Kabar24.com, JAKARTA — Pakar Komunikasi Politik Universitas Paramadina Hendri Satrio membandingkan militansi relawan pendukung pasangan calon presiden dan wakilnya nomor urut satu, Joko Widodo-Ma’ruf Amin, dengan pesaingnya nomor urut dua Prabowo Subianto-Sandiaga Uno.
Menurut Hendri, yang juga pendiri lembaga survei KedaiKOPI, saat ini calon petahana Joko Widodo kehilangan banyak relawan yang berhasil mengantarkannya pada kursi RI-1 pada Pemilihan Presiden 2014.

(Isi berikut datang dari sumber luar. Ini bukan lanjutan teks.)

PR #1107, opened 2018-03-24
Fix extremely verbose, repeated error output

orangejulius:
In some error cases, a warning is repeated many many times. It turns out there is code checking against elasticsearch error codes, and warning _each_ time it fails to match aganst one of them.

Many times, the error that is being compared is not from elasticsearch, and in any case, the [elasticsearch-exceptions](https://www.npmjs.com/package/elasticsearch-exceptions) module is 3 years old. We should rewrite most of this code and stop using that module.

For now, this at least reduces log noise.


missinglink:
@orangejulius GTG but requires a rebase

PR #1109, opened 2018-03-25
fix(package): update elasticsearch to version 14.2.1

orangejulius:
Closes #1062


orangejulius:
I tested this on geocode.earth staging real quick. Seems to work fine

PR #1131, opened 2018-05-07
add API filter targets to config

missinglink:
This PR allows developers to configure which `sources` and `layers` (and their aliases) which the API accepts, via `pelias-config`.

There is a future plan to auto-discover the `sources` and `layers` (collectively referred to as `"the targets"`) from elasticsearch. For now we are holding off on this extension until we consider how best to implement that.
An example implementation is included in the source, with a callback interface available for when we decide to do that.

Developers can edit the `api.targets` section of the `~/pelias.json` file in order to change the default values for `sources`, `targets` and their aliases.

You can find the [default values here](https://github.com/pelias/config/blob/master/config/defaults.json), most users will not need to modify these defaults, advanced users may modify the following options:

### layers_by_source

A list of all layers per source. The keys of this object will be used as the list of available `layers` and the values will be used as the available `sources`, any new layers or sources you wish to add should appear here.

```javascript
"layers_by_source": {
  "openstreetmap": [ "address", "venue", "street" ],
  "openaddresses": [ "address" ],
  "geonames": [
    "country", "macroregion", "region", "county", "localadmin", "locality", "borough", 
    "neighbourhood", "venue"
  ],
  "whosonfirst": [
    "continent", "empire", "country", "dependency", "macroregion", "region", "locality",
    "localadmin", "macrocounty", "county", "macrohood", "borough", "neighbourhood", 
    "microhood", "disputed", "venue", "postalcode", "continent", "ocean", "marinearea"
  ]
}
```

### source_aliases

A list of alternate names for sources. These 'aliases' are a convenient way to provide a short alias for a more verbose source name. An alias may refers to one or more sources.

```javascript
"source_aliases": {
  "osm": [ "openstreetmap" ],
  "oa":  [ "openaddresses" ],
  "gn":  [ "geonames" ],
  "wof": [ "whosonfirst" ]
}
```

### layer_aliases

A list of alternate names for layers. These 'aliases' are a convenient way to provide a short alias for a more verbose layer name. An alias may refers to one or more layers.

```javascript
"layer_aliases": {
  "coarse": [
    "continent", "empire", "country", "dependency", "macroregion", "region", "locality", 
    "localadmin", "macrocounty", "county", "macrohood", "borough", "neighbourhood", 
    "microhood", "disputed", "postalcode", "continent", "ocean", "marinearea"
  ]
}
```

~~config PR should be merged first: https://github.com/pelias/config/pull/83 and then the `package.json` should be updated accordingly.~~


orangejulius:
Connects https://github.com/OpenTransitTools/trimet-mod-pelias/issues/9

test/unit/helper/TypeMapping.js
```diff
@@ -0,0 +1,208 @@
...
+  test('setter setLayerAliases', function(t) {
+    var tm = new TypeMapping();
+    t.deepEqual(tm.layer_aliases, {});
+    tm.setLayerAliases({ foo: ['foo', 'bar'] });
+    t.deepEqual(tm.layer_aliases, { foo: ['foo', 'bar'] });
+    t.end();
+  });
+};
+
+module.exports.tests.generateDynamicMappings = function(test) {
```
orangejulius: This shadows an Elasticsearch term which means something pretty different, maybe we can come up with a different name?

helper/TypeMapping.js
```diff
@@ -0,0 +1,146 @@
...
+  this.layers_by_source = lbs;
+};
+
+// layer alias setter
+TypeMapping.prototype.setLayerAliases = function( aliases ){
+  this.layer_aliases = aliases;
+};
+
+// generate dynamic mappings after setters have been run
+TypeMapping.prototype.generateDynamicMappings = function(){
```
orangejulius: This shadows an Elasticsearch term which means something pretty different, maybe we can come up with a different name?

missinglink: I'm happy to change it, please suggest an alternative.

orangejulius:
We should add this documentation to the API Readme so that we can update it over time as we add/remove features. There's a section for the custom boost code now, so it makes sense this would be there as well.

Alternatively, we could put all documentation regarding customizing Pelias in pelias/documentation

Hendri menilai, banyak relawan Joko Widodo yang cukup berpengaruh, saat ini diangkat menjadi komisaris di beberapa perusahaan pelat merah. Sedangkan relawan Prabowo kian kuat militansinya. Hal itu terlihat dari massa aksi reuni 212 pada akhir pekan lalu.
“Panggung 2014 dan 2019 beda. Pada 2014 Pak Jokowi memiliki relawan yang sedemikian banyak yang bisa diandalkan meraih suara. Nah kalau 2019 relawannya banyak yang sudah menjadi komisaris jadi sulit mengharapkan relawan itu. Sementara Pak Prabowo, misalnya 212 dan sebagainya yang sangat militan. Jadi menarik,” ujarnya, Selasa (4/12/2018).
Hal itu diungkapkan Hendri dalam diskusi bertajuk "Carut Marut Komunikasi Kebijakan Jokowi: Konsistensi, Inkonsistensi dan Ambivalensi" di Sekretariat Nasional Prabowo-Sandi, Menteng, Jakarta Pusat.
Hendri menganalisa, pengaruh relawan tersebut sangat kuat untuk meraup suara. Oleh karena itu, jika calon petahana ingin mempertahankan dan meningkatkan elektabilitas, basis relawan itu perlu dibenahi dan diperkuat kembali.
Jika tidak, kata dia, elektabilitas Joko Widodo bisa tergerus. Bahkan dia memperkirakan persentasenya bisa berimbang pada awal tahun depan.
“Kalau di 2014 kan Pak Jokowi dibantu oleh para relawan-relawan. Sekarang relawan itu sudah jadi komisaris. Ya udah tinggalkan dulu kursi empuknya, turun lagi ke lapangan, bantu lagi Pak Jokowi. Kalau enggak ya seperti yang saya perkirakan di Maret, Februari bisa fifty-fifty nanti,” ujarnya.
Hendri menilai, relawan pendukung Joko Widodo pada 2014 saat ini seharusnya menyaksikan dan mengikuti perkembangan elektabilitas calon presiden nomor urut satu. Pada September-Oktober 2018 memang rerata disparitas elektabilitas kedua calon presiden dan wakilnya memang masih 20%.
Namun tentunya pihak oposisi tidak akan diam saja. Terlebih, pemilu presiden 2019 memiliki waktu kampanye yang lebih panjang dibandingkan kontestasi serupa sebelumnya.
Apa lagi, lanjut Hendri, masyarakat belum puas dengan kondisi ekonomi dan masalah penegakan hukum pada pemerintahan Joko Widodo-Jusuf Kalla.
“Dengan kondisi ekonomi seperti ini, kemudian dengan hukum yang belum bisa terlalu dibanggakan oleh Pak Jokowi maka disparitas ini makin lama makin kecil. Lagi-lagi Pak Prabowo punya militansi 212, seharusnya sekarang yang bisa mengimbangi itu siapa, ya relawan-relawan Pak Jokowi. Kecuali kalau relawannya cuma ingin menjadi komisaris 5 tahun. Jadi ya enggak usah turun ke lapangan,” tuturnya sambil tertawa.